Struggling with balancing the roles of mother and his boss, Carlson Nelson didn’t react initially. “I probably… I might have left him in place too long with the hope that he could work through this problem and he was getting help,” she says. “But then it became clear that the stress and the challenge of the disease were so great that I really didn’t feel it would be possible, and I agreed with our board of directors that he should not be the next CEO.”

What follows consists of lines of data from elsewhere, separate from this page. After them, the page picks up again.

PR #2625, opened 2025-04-16
Avoid unnecessary schema renaming

kyri-petrou:
This might come as a surprise, but I've seen usages of `rename` in the wild where it renames the Schema to the same name as the one that is inferred. This PR optimizes such path so that we avoid going through the renaming loop during query execution.

We also avoid creating a new `__Type` and simply return the existing one in such paths which makes better use of the cached lazy vals


ghostdogpr (approved):
Why were they doing that? Any idea?

kyri-petrou:
AFAICT it was used as an alternative to `@GQLName` in a codegen tool to ensure that names don't accidentally change, unknowing that `rename` is something that it's evaluated during runtime whereas the annotation is a compile-time operation.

Even though he wouldn’t be chief executive, nobody expected Curtis to quit, she says. But his grandfather had publicly acknowledged him as the most likely to succeed his mother and when that didn’t happen “there weren’t any other options in his mind when it came to his future”, Carlson Nelson says. “The combination of that and his disease just compounded and he left the company”. That was in 2006 and the following year he sued both his mother and the family business. “It was several years before we reconciled – we are reconciled now, but he is not in the company,” she says.
After 10 years at the helm, Carlson Nelson stepped down as chief executive, while remaining chair of the board, and non-family Hubert Joly (pictured right), who previously headed up the company’s travel management division Carlson Wagonlit Travel, became CEO. In her decade at the helm, Carlson Nelson imprinted the business with a very clear set of principles. “We set as a goal when I was the CEO that we wanted to be one of, if not the, most respected private companies in the world,” she says. In what might be seen as a direct continuation of her work in the 1960s, she ensured that the firm works with the communities in which it operates, and sets great store by inclusivity and respecting the environment.
The company is also regularly said to be one of the most family friendly around, offering paid maternity leave, paternity leave and onsite medical facilities. None of this comes at the expense of profits. Carlson’s 2011 system-wide sales, including franchises, were $38 billion (€28.6 billion), while consolidated revenues increased by 8% to $4.5 billion. It employs 170,000 people (“that’s a lot of families that are interconnected with ours,” as Carlson Nelson says) and aims to own 50% more hotels by 2015.
The next generation is already showing serious interest in continuing her work. Carlson Nelson’s daughter Diana sits on the board while another, Wendy, is expected to join when Glen retires later this year. And as each second-generation member reaches 75, more third-gens will get involved. Carlson Nelson and her sister Barbara Carlson Gage’s 16 grandchildren are also being encouraged to get involved – her three oldest grandchildren are already either studying business at Harvard or planning to do so. From a very young age they spend a few days each year at one of the company’s divisions, and take part in the family foundation, which includes a junior board.
“Unlike some companies where the entrepreneur wanted to be a serial entrepreneur and sell the company, my father’s passion was for the company to go on for several generations,” Carlson Nelson says. On his 60th birthday her father told his family of a credo by which he hoped they would live, the last line of which is “never, ever give up”. It seems to have rubbed off on his daughter.